The next two weeks were the two busiest in the organization’s eight-year history. A plea to the community generated responses from 900 people willing to foster or adopt the nearly 400 animals that were housed in the shelter. “The community supported us in ways we couldn’t have imagined,” says Fugate.

Fostering a dog

The nonprofit’s financial future was less certain. “We had reduced our adoption fees, and with all of our spring and summer events cancelled or delayed, we lost many of our primary sources of revenue,” recalls Gail Longstaff, chief administrative and programs officer. Thanks to foster families and adoption, KC Pet Project reduced its shelter population to 30 pets before closing its satellite adoption locations and furloughing some staff.

Then came conversations with Commerce Bank about the Paycheck Protection Program administered by the Small Business Administration as part of the CARES Act.

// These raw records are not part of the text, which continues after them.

PR #5602, opened 2022-05-04
Add generate / write "network text" (formerly graph_str)

Erotemic:
This is an extension of the `forest_str` that I previously submitted. I found myself working with `forest_str` very often. I've found it very useful to be able to print out the graph in an interpretable manner.

But recently I've been finding myself working with non-forest graphs or near-forest graphs, and the existing `forest_str` function is not setup to work with them. But after thinking about it, I realized it would still be useful to look at the DFS tree of a lot of the graphs, and given a DFS tree you could munge it to denote where backedges are, thus giving a complete representation of a general graph.

The way this works is that when an outgoing edge is connects a node already in the tree, there is a special suffix written to the right of node indicating what those non-tree edges are. When a node recuses into a child that already drew one of these implicit back-edges it emits an ellipsis (or lets the vertical line trail) for conciseness. 

The doctest illustrates 3 cases:

* The case of a regular forest, no backedges are produced
* The same forest but with one backedge introduced between 1 and 7 
* A fully connected clique.

And the unit test illustrates the case of incrementally going from a graph with no edges to a fully connected graph. This does show that there are a few cases that might be cleaned up. For self loops the current implementation seems to show the edges twice, so I'll see if I can fix that, but overall I think the idea works well and gives as good of a visualization as one might hope to get for a general graph in text form.

I coded this up as a variant of `forest_str`, and then replaced the logic of `forest_str` with a call to this new `graph_str` function as to not break compatibility.


MridulS:
I have restarted the CI, the tests shouldn't fail now :)

Erotemic:
@MridulS Thanks! It's working now. This PR is finished and ready for review: @rossbar @dschult @jarrodmillman

I've expanded the tests cases, which also demonstrate the sort of text visualizations `graph_str` generates.

Note that the new `nx.graph_str` function completely supersedes `nx.forest_str` (with the only difference being the former doesn't throw an error when it gets a non-forest graph), such that there is no point to `nx.forest_str` anymore. It may be a good idea to deprecate `forest_str`, (or perhaps not add a new function and just allow forest_str to work with any graph?).

networkx/readwrite/tests/test_text.py
```diff
@@ -1,3 +1,4 @@
+import itertools as it
```
dschult, line 1: The abbreviation `it` is too commonly used... That makes it hard to find where the itertools are used (though not that hard). It looks to me like you only use itertools.product.  Maybe you could just use `from itertools import product` or I'm OK with `import itertools` and then use the full name below (those lines aren't very long anyway).

networkx/readwrite/text.py
```diff
@@ -72,6 +75,131 @@ def forest_str(graph, with_labels=True, sources=None, write=None, ascii_only=Fal
...
+        write=write,
+        ascii_only=ascii_only,
+    )
+
+
+def graph_str(graph, with_labels=True, sources=None, write=None, ascii_only=False):
+    """
+    Creates a nice text representation of a graph
+
+    This works via a depth-first traversal the graph and writing a line for
```
dschult, line 95:
```suggestion
    This works via a depth-first traversal of the graph and writing a line for
```

networkx/readwrite/text.py
```diff
@@ -72,6 +75,131 @@ def forest_str(graph, with_labels=True, sources=None, write=None, ascii_only=Fal
...
+
+    >>> graph = nx.complete_graph(3, create_using=nx.DiGraph)
+    >>> print(nx.graph_str(graph))
+    ╙── 0 ╾ 1, 2
+        ├─╼ 1 ╾ 2
+        │   ├─╼ 2 ╾ 0
+        │   │   └─╼  ...
+        │   └─╼  ...
+        └─╼  ...
+    """
```
dschult, line 198: Is there a reference that describes this notation for graphs in detail?

networkx/readwrite/text.py
```diff
@@ -72,6 +75,131 @@ def forest_str(graph, with_labels=True, sources=None, write=None, ascii_only=Fal
...
+    from collections import defaultdict
+
+    import networkx as nx
+
```
dschult, line 202: Can we put these import statements at the top just after the module doc_string? 
They don't represent optional libraries (like nimpy and scipy) and so don't need to be imported inside the functions.

dschult (commented):
I like this! I think of it as an ASCII representation of the graph. (maybe unicode, maybe text...whatever). :}

The improvement from forest-only to any kind of graph is nice. And I agree that we should deprecate the `forest_str` name and point people to the new name.  

Can we find a name more informative than `graph_str`?  
Perhaps `generate_ascii_text` or `generate_unicode` or `generate_text`?
That helps this follow the "generate/write/parse/read" naming convention within the read/write package.  And the term `str` is too common and not informative enough.  

I think this module could also be comfortable in the `drawing` subpackage. But it is fine here too.

networkx/readwrite/text.py
Erotemic: I made this notation up, so I didn't follow any reference. I wouldn't be surprised if something like this does exist and has a detailed description, but I stumbled on it as a natural extension of the more obvious way to draw an "text forest". Let me see if I can summarize:

1. Given a set of source nodes (which can be specified, or automatically discovered via finding the CCs/SCCs and choosing one node with minimum degree from each), we traverse the graph in depth first order.

2. Each reachable node will be printed exactly once on it's own line.

3. Edges are indicated in one of three ways: 

    a. a parent "L-style" connection on the upper left. This corresponds to 
    b. a backref "<-style" connection shown directly on the right. For directed graphs, these are drawn for any incoming edges to a node that is not a parent edge. For undirected graphs, these are drawn for only the non-parent edges that have already been represented (The edges that have not been represented will be handled in the recursive case).
    c. a child "L-style" connection on the lower right. Drawing of the children are handled recursively.

4. The children of each node (wrt the directed DFS tree) are drawn underneath and to the left of it. In the case that a child node has already been drawn the connection is replaced with a "..." to indicate that there is one or more connections represented elsewhere. 
 

There might be a way to phrase this more completely / succinctly (or a reference to something that describes the same structure), but that's my stab at it.

Erotemic:
> The improvement from forest-only to any kind of graph is nice. And I agree that we should deprecate the forest_str name and point people to the new name.

I've added a template for a deprecation warning with exact versions TBD. 

> Can we find a name more informative than graph_str? Perhaps generate_ascii_text or generate_unicode or generate_text?
That helps this follow the "generate/write/parse/read" naming convention within the read/write package. And the term str is too common and not informative enough.

We can certainly re-implement this as a generator. 

The `generate_text` seems like it matches the other patterns, but its also about as non-descriptive. I think it would help to give a name to this format, that would make the method name more straightforward. One idea might be "visual text", so the methods would be `generate/write_visual_text`? 

Brainstorm of names for this format: 

* nice text
* graph text
* visual text
* textrepr
* nicerepr
* network_text (I kinda like this for the similarity to networkx)

> I think this module could also be comfortable in the drawing subpackage. But it is fine here too.

This does live in sort of a weird place between a serialization format and a visual drawing. The purpose is closer aligned to the latter, whereas the details are closer to the former. I have a slight preference towards `readwrite` given that it would also be possible to implement the "read/parse" methods for this format as well (although I don't propose to do so here).

networkx/readwrite/text.py
dschult: That text looks great!  Including the stuff at the top that we don't know a direct reference, but that there might be one. I guess you'd need to change the "I" to some sort of different voice like "This notation is made up and didn't follow any specific reference. Some document might exist somewhere for a basis for it, but this is a natural extension of one way to draw a text forest.  To summarize:"

dschult:
I like giving this format a name and "network_text" is my favorite of the suggestions above.
:}

MridulS:
I really like this!

Just wanted to put this bit of code here too, this uses the library [rich](https://github.com/Textualize/rich) which is great for *pretty* terminal pictures. They have an inbuilt tree structure but it has it's limitations. Is it worth investigating this further?

``` python
import networkx as nx
from rich.tree import Tree
def rich_tree(G, root_node, depth_limit=4):
    bfs_tree = nx.bfs_tree(G, root_node, depth_limit=depth_limit).to_directed()
    tree_nodes = {i: Tree(f'{str(i)}') for i in bfs_tree}
    for n in bfs_tree:
        current_node = tree_nodes[n]
        for children in bfs_tree.neighbors(n):
            tree_nodes[n].add(tree_nodes[children])
    return tree_nodes[root_node]
```

``` python
>>> G = nx.Graph()
>>> G.add_edge('hello', 'world')
>>> G.add_edge('world', 'tree')
>>> G.add_edge('hello', 'rich-tree')
>>> root_node = 'hello'
>>> rich_tree(G, root_node)

hello
├── world
│   └── tree
└── rich-tree

```

This could also be used for `forest`
``` python
def rich_forest(G, depth_limit=4):
    for n in nx.connected_components(G):
        yield rich_tree(nx.subgraph(G, n), n.pop(), depth_limit)
```
```python
>>> G = nx.erdos_renyi_graph(10, 0.15)
>>> from rich import print
>>> for i in rich_forest(G):
>>>     print(i)
0

1
├── 2
├── 5
│   └── 7
└── 6
    └── 3

4

8
└── 9


```

Erotemic:
### Changes

* I noticed I had `\xa0` bytes instead of spaces. I replaced those
* I added a `generate_network_text` function that yields the lines as they are generated. 

### Comments

The motivation for this is quickly getting something on the screen that gives the user an intuitive gist of the graph structure, so I think connecting this to rich is a great idea. Maybe @willmcgugan has thoughts? For this to work, the `rich.tree.Tree` would need to be expanded to incorporate glyphs (guides) for both directed and undirected graphs, as well as the notion of printing the "backrefs" to the right of the node (or maybe this could be coerced by modifying the label).  It might also be useful if it indicated that it was cutting itself off due to screen limitations (which I think would be one of the main benefits of including rich here). But I do think it would be nice if when I was drawing a graph to the screen if "knew" that it was too big, so it would only show me the part of it that it could. I think that if we include rich support, then that should definitely go in the "drawing" submodule. It shouldn't be too hard to make a POC that extends `rich.tree` to `rich.graph` or something like that. 

I've kept the `graph_str` invocation in for now, but I've changed it such that it works by calling a new function `generate_network_text`. We can remove `graph_str` when this PR starts to wind down, but ATM it makes development easier for me. 

Does it make sense for there to be a "readwrite" text generator for this process at all? Or does this only make sense in the context of "drawing"? My thought is what happens if we abandon the generator and go for a rich only solution? There are a few downsides I can think of: 

1. the additional dependency needed before this function can be used (which isn't a big deal, rich is small and commonly used 2. what happens if I just want the full text, and I don't want it to cut off based on the assumption it will be drawn to somewhere? For someone like me who likes working with text files and passing them around, that second point is a big deal. Rich obfuscates the raw text, and i don't know of an easy way to just have it write it while ignoring any console limitations. 
3. For rich to write the graph, there will have to be a conversion to its internal representation. That will take time. On the other hand, the current method has low latency and will start dumping the graph immediately, which can have benefits. 

So the questions are: 

1. does a "generate_network_text" function make sense?
2. Should there be some function that uses `generate_network_text` to just "dump" the text to the screen? Maybe `write_network_text` can do this by default by defaulting `file` to stdout? Or should there be something else?
3. Should a rich variant go in the "drawing" module? If so what it is called? `rich_graph`? Should that be in this PR or should we separate that out? (Unfortunately, I don't think we can directly reuse any functions here, the internal code will be roughly the same, but it needs to be written in the context of a rich Renderable).

Erotemic:
@dschult Looking at the other modules in networkx.readwrite, it seems to be the case that there are functions named `generator_*` that actually are generators and do yield lines or tokens. E.g. `generate_adjlist`, `generate_gml`, `generate_graphml`, `generate_pajek`. Note at least in the case of `generate_adjlist`, this is contrary to its docs, which states that it does return a string. That should probably be noted as an issue. (Also it seems like a lot of the `write_*` functions that claim you can pass "path" in as a file path actually don't let you do that). 

In any case, it make a lot of sense to have this functionality implemented as a generator, even if that is a non-public function. I was already doing something very similar to that anyway with the "write" argument. I'm fine with having the backend implemented in either way. I've updated the code to include a corresponding `write_networkx_text` function which works similarly to how I was using `graph_str`. The only difference is that it does not return the text, it just dumps it to wherever you point it at (which is stdout by default).

I'm going to put this PR down for the day and work on my day job stuff. Let me know how you want to proceed with the `generate_*` issue. I'm in favor of them actually being generators, especially given that most of them already seem to be.

dschult:
I was wrong about the functions `generate_*`. You are right that they yield one line at a time of a text representation of the graph. Sorry about the distraction...

Let's bring the discussion back to the rich text option.

networkx/readwrite/text.py
Erotemic: I've added a modified version of the text to the function.

dschult (commented):
Just a couple of questions on the format description recently added.

networkx/readwrite/text.py
```diff
@@ -70,14 +79,98 @@ def forest_str(graph, with_labels=True, sources=None, write=None, ascii_only=Fal
...
+        directed graphs, these are drawn for any incoming edges to a node that
+        is not a parent edge. For undirected graphs, these are drawn for only
+        the non-parent edges that have already been represented (The edges that
+        have not been represented will be handled in the recursive case).
+
+        c. a child "L-style" connection on the lower right. Drawing of the
+        children are handled recursively.
+
+    4. The children of each node (wrt the directed DFS tree) are drawn
+    underneath and to the left of it. In the case that a child node has already
```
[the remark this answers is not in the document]
dschult: Thanks -- I meant to also ask about the half-sentence in part `a.` of this description. I must not have hit the button to add my comment.  I think that half-sentence should be added to, or maybe just removed.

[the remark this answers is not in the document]
Erotemic: It should have read "This corresponds to a traversal in the directed DFS tree."

Erotemic:
I was playing around with the rich implementation, and based on that I made a few changes to this one. Namely, I moved all of the glyphs into a set of classes to simplify the logic of picking which ones to use inside the function. I also moved the code to find the minimal set of source nodes to a helper function. I think this makes the core logic more readable.

Additionally, based on @MridulS's example I realized it would be a good idea to add a "max_depth" parameter here, so I made a small change to accommodate that and added the associated tests / docs.

Erotemic:
I think the only outstanding issue is choosing a version to deprecate `forest_str` in favor of this. Then this should be all set to merge.

The current text is:

```
    msg = (
        "\nforest_str is deprecated as of version <TBD:3.x?> and will be removed "
        "in version <TBD:3.y?>. Use generate_network_text or write_network_text "
        "instead.\n"
    )
    warnings.warn(msg, DeprecationWarning)
```

suggestions on how to replace TBD?

Erotemic:
I've been using this a lot in my day-to-day and it's been super helpful. I put a wrapper around it to make it easier to return the whole thing as a string, which is a behavior I like, but there is another feature that I can't easily without an additional modification here (or vendoring the code, which I'd prefer to avoid):

I'd like to change the `with_labels` argument such that if it is passed as a string, it uses that attribute instead of "labels". I don't think this behavior exists elsewhere, although it might be a good NXEP. 

I've pushed up the patch to add this feature to generate_network_text (with an associated test), but we can revert it if it is out of scope.

Erotemic:
@dschult @MridulS Is there anything blocking this from getting merged? I've been vendoring this code into all of my libraries that use networkx, I'd love to just have it available (and be able to tell other people to use it).

WRT rich: 

While I like the idea of having some sort of rich support, I think having the barebones version first is more important. Also, Just using `from rich import print` and then `nx.write_network_text(tree, print, end='')` already works pretty well: 

image

Erotemic:
@MridulS @dschult Would this be merged if I rebased it on main and fixed conflicts?

networkx/readwrite/text.py
```diff
@@ -70,122 +533,31 @@ def forest_str(graph, with_labels=True, sources=None, write=None, ascii_only=Fal
         L-- 1
             L-- 2
     """
-    import networkx as nx
+    msg = (
+        "\nforest_str is deprecated as of version <TBD:3.x?> and will be removed "
+        "in version <TBD:3.y?>. Use generate_network_text or write_network_text "
+        "instead.\n"
```
MridulS, line 539: Let's go with this one.
```suggestion
        "\nforest_str is deprecated as of version 3.1 and will be removed "
        "in version 3.3. Use generate_network_text or write_network_text "
        "instead.\n"
```

MridulS (approved):
Thanks for this @Erotemic!

Could you also add text.rst to https://github.com/networkx/networkx/tree/main/doc/reference/readwrite so sphinx picks it up? Looks like we never really had it as part of our docs.

Could you also add `forest_str` to deprecations in `doc/developer/deprecations.rst` ? Thanks!

Erotemic:
@MridulS Requested tasks are finished and the branch is rebased on main. Not sure what the style issue is, seems like a CI build error. Is this something that will be fixed on main?

MridulS:
Yeah, it's a linting issue, ignore that check.

dschult (approved):
Thanks for this!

Commerce has served as KC Pet Project’s bank since its founding, providing a range of banking, credit card, brokerage and other services.

Adopted dog named Zoey

“Commerce helped make the PPP application process simple for us,” says Longstaff. “Our rep stayed on top of what we needed and was very responsive in turning it around. Our application was approved within a couple of days.”

“Commerce has always looked out for our best interests, whether it is managing the PPP application process or finding a way to reduce transaction fees,” adds Longstaff. “With Commerce, everything just works the way it is supposed to.”

KC Pet Project primarily used its PPP funds to bring back furloughed workers and cover payroll, including those who could not yet return to work. A smaller portion went toward utilities and rent.

Dog named Barbara Jean

“It really helped us stay afloat, especially in April and May,” says Fugate. [By June,] “without PPP, we would be in a world of hurt,” adds Longstaff.